# Lima vs. MacDoanld [Bellator 192] Official Discussion



## UKMMAGURU (Nov 15, 2009)

BELLATOR 192

This Saturday Douglas Lima (29-6) defends his Bellator welterweight crown against UFC veteran Rory MacDonald (19-4) in the co-main event of Bellator 192, the event will be headlined by Chæl Sönnen and Rampage Jackson.










For my money the winner of this fight is the baddest Welterweight on planet earth, before I expand on the reasons why let me place my candidates below:
Rory MacDonald
Douglas Lima
Tyron Woodley
Stephen Thompson
Rafael Dos Anjos

Woodley for obvious reasons as the UFC Champion makes the list, RDA considering his recent win and trajectory and Stephen Thompson for his body of work.
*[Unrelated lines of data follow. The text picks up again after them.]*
PR #347, opened 2025-02-26
Add max limit of sublinks shown a card

abeddow91:
## What does this change?
Adds a maximum number of sublinks that a card can have, dependent on its boost level. 

The limits for boost levels are as follows:

Default level => max 2 sublinks
Boost level => max 2 sublinks
Megaboost level => max 4 sublinks
Gigaboost level => max 4 sublinks

Not all cards have boost levels - only cards in beta containers do. For those that don't, we default to maximum 4

### Fronts tool showing excessive sublinks

|   Fronts tool    |
|-------------|
| ![tool][] |

### DCR limiting sublinks

| default & boost      | megaboost      | splash  / gigaboost    
|------------|-------------|------------|
| ![boost][] | ![megaboost][] | ![splash][] |

[tool]: https://github.com/user-attachments/assets/d690351c-cfe6-427b-8148-09ef8dc2cd8f
[splash]: https://github.com/user-attachments/assets/3d37b0e5-3c42-4cf5-9c74-2670f3173bde
[boost]: https://github.com/user-attachments/assets/3a1d2845-f7b2-4cbe-83ad-b1aa066b884d
[megaboost]: https://github.com/user-attachments/assets/63f1b799-5c5a-48e2-bd3c-38901cc27757

## Accessibility

## Deployment

### DIFF
--- a/fapi-client/src/main/scala/com/gu/facia/api/models/collection.scala
+++ b/fapi-client/src/main/scala/com/gu/facia/api/models/collection.scala
@@ -40,7 +40,7 @@ object Collection {
   }
 
   /** Cards can have varying amounts of supporting content (sublinks) depending on their boostlevel**/
-  def maxSupportingItems(value: String): Int = value match {
+  private def maxSupportingItems(value: String): Int = value match {
     case BoostLevel.Default.label => 2
     case BoostLevel.Boost.label => 2
     case BoostLevel.MegaBoost.label => 4
--- a/fapi-client/src/main/scala/com/gu/facia/api/models/collection.scala
+++ b/fapi-client/src/main/scala/com/gu/facia/api/models/collection.scala
@@ -56,9 +56,8 @@ object Collection {
     // if content is not in the set it was most likely filtered out by the CAPI query, so exclude it
     // note that this does not currently deal with e.g. snaps
     def resolveTrail(trail: Trail): Option[FaciaContent] = {
-         val boostLevel = trail.safeMeta.boostLevel
-         val maxItems = maxSupportingItems(boostLevel.getOrElse(""))
-
+      val boostLevel = trail.safeMeta.boostLevel
+      val maxItems = maxSupportingItems(boostLevel.getOrElse(""))
 
       content.find { c =>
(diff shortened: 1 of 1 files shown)


fapi-client/src/main/scala/com/gu/facia/api/models/collection.scala
```diff
@@ -44,13 +56,17 @@ object Collection {
     // if content is not in the set it was most likely filtered out by the CAPI query, so exclude it
     // note that this does not currently deal with e.g. snaps
     def resolveTrail(trail: Trail): Option[FaciaContent] = {
+         val boostLevel = trail.safeMeta.boostLevel
+         val maxItems = maxSupportingItems(boostLevel.getOrElse(""))
+
+
```
davidfurey, line 62:
```suggestion
      val boostLevel = trail.safeMeta.boostLevel
      val maxItems = maxSupportingItems(boostLevel.getOrElse(""))

```

fapi-client/src/main/scala/com/gu/facia/api/models/collection.scala
```diff
@@ -36,6 +39,15 @@ object Collection {
       collectionConfig.targetedTerritory)
   }
 
+  /** Cards can have varying amounts of supporting content (sublinks) depending on their boostlevel**/
+  def maxSupportingItems(value: String): Int = value match {
```
davidfurey, line 43:
```suggestion
  private def maxSupportingItems(value: String): Int = value match {
```

fapi-client/src/main/scala/com/gu/facia/api/models/collection.scala
```diff
@@ -36,6 +39,15 @@ object Collection {
...
+    case BoostLevel.Default.label => 2
+    case BoostLevel.Boost.label => 2
+    case BoostLevel.MegaBoost.label => 4
+    case BoostLevel.GigaBoost.label => 4
+    case _ => 4
```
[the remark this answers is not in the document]
abeddow91: Yep that's the intention.

The platforms currently apply a limit based on card type for the older cards (which is never higher than four). My thinking was that this allows us to handle fairground and non-fairground card context, whilst the platforms continue to apply a further limit where required for non-fairground cards

davidfurey (approved):

PR #355, opened 2025-04-14
Add fields for replacement video atom

Fweddi:
## What does this change?
Adds a `videoReplace` attribute to the properties object on FaciaContent. It also adds support for enriching FaciaContent with `atomId` and `mediaAtomData`.

### Details
Introduces an enrichment step during content retrieval to extract and attach the relevant media atom.

- If the content has `showMainVideo`, the main media atom is retrieved directly from the content and filtered out if expired.
- If the content has `videoReplace` set to true, the replacement video atom is retrieved via a CAPI query and also filtered if expired.
- Both approaches return `Atom.Media Data` if valid.

Since this step introduces a CAPI query, the return type of the content retrieval function has been updated to Response[Option[FaciaContent]].

`atomId` is a pre-existing field used to enrich Interactive Atoms. We have repurposed it to store an ID for a replacement Media (i.e. Video) Atom. In practice there should be no overlap between the two - video enrichment should only happen if the `videoReplace` field is set to true, and this should only be set if the atom is a Media atom.

If an atom cannot be found or is expired, the error is logged but swallowed, returning a None wrapped in a successful future. This ensured fronts still renderer if an atom cannot be retrieved. 

NB: The logic to filter out expired atoms was already present on both platforms. It may be preferable to always pass the atom to the platforms—regardless of expiration—and let them handle filtering during rendering. This would require input from Editorial and has been excluded from this PR to avoid scope creep.

This PR contains file formatting so it is advised to review with whitespace hidden to help reduce noise.

## How to test

Use a preview version of this release in MAPI or Frontend and validate that a replacement video is piped through to the end response.

### DIFF
--- a/fapi-client/src/main/scala/com/gu/facia/api/models/collection.scala
+++ b/fapi-client/src/main/scala/com/gu/facia/api/models/collection.scala
@@ -1,10 +1,15 @@
 package com.gu.facia.api.models
 
-import com.gu.contentapi.client.model.v1.Content
-import com.gu.facia.api.contentapi.{LatestSnapsRequest, LinkSnapsRequest}
+import com.gu.contentapi.client.ContentApiClient
+import com.gu.contentapi.client.model.v1.{Content, ItemResponse}
+import com.gu.contentatom.thrift.AtomData
+import com.gu.contentatom.thrift.atom.media.MediaAtom
+import com.gu.facia.api.contentapi.{ItemQueries, LatestSnapsRequest, LinkSnapsRequest}
 import com.gu.facia.client.models.{CollectionJson, SupportingItem, TargetedTerritory, Trail}
-import org.joda.time.DateTime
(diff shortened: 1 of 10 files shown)


fapi-client/src/main/scala/com/gu/facia/api/models/collection.scala
```diff
@@ -110,14 +116,89 @@ object Collection {
...
+      maybeExpired.getOrElse(false)
+    }
+
+
+    val responses: Seq[Response[FaciaContent]] = faciaContent.map {
+      case curatedContent: CuratedContent =>
+        getMediaAtomData(curatedContent).map {
+          case mediaAtomData@Some(_) => curatedContent.copy(mediaAtomData = mediaAtomData)
+          case None => curatedContent
+        }      case content => Response.Right(content)
```
davidfurey, line 185:
```suggestion
        }      
      case content => Response.Right(content)
```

*Rory MacDonald* ofcourse has a win over Woodley, but then again a couple of losses to Robbie Lawler who recently lost to RDA, additionally Stephen Thompson defeated Rory in a one-sided bout. Without wanting to intentionally apply MMA maths occasionally it can be useful to rank fighters on this basis without the benefit of having seen a fight between them. It's important to note that these losses for MacDonald came when he was unable to complete the take down and was forced into a kickboxing bout.

*Douglas Lima* similarly has losses on his record but the only ones to have occurred in recent years (last 9 years) were against Ben Askren and Andrey Koreshkov, both losses were due to wrestling and the latter was avenged when Lima KO'd Koreshkov just over a year ago. It would be fair to acknowledge however that Lima being in Bellator has meant he has not had the opportunities to test himself against the biggest names in the sport until now.

A good yardstick in this instance might be Britain's *Paul Daley* who has been in particularly good form in recent years, since losing in Russia to UFC veteran Alexander Yakovlev back in November 2013 he has posted a very nice 8-2 record in BAMMA and Bellator.. his two losses in that time? You guessed it! MacDonald and Lima. MacDonald was able to initiate a strong wrestling game plan to eventually find a choke in the second round against Daley, Lima on the other hand dominated a striking match from bell-to-bell, catching Daley with counters early which made him tentative for the remainder of the bout.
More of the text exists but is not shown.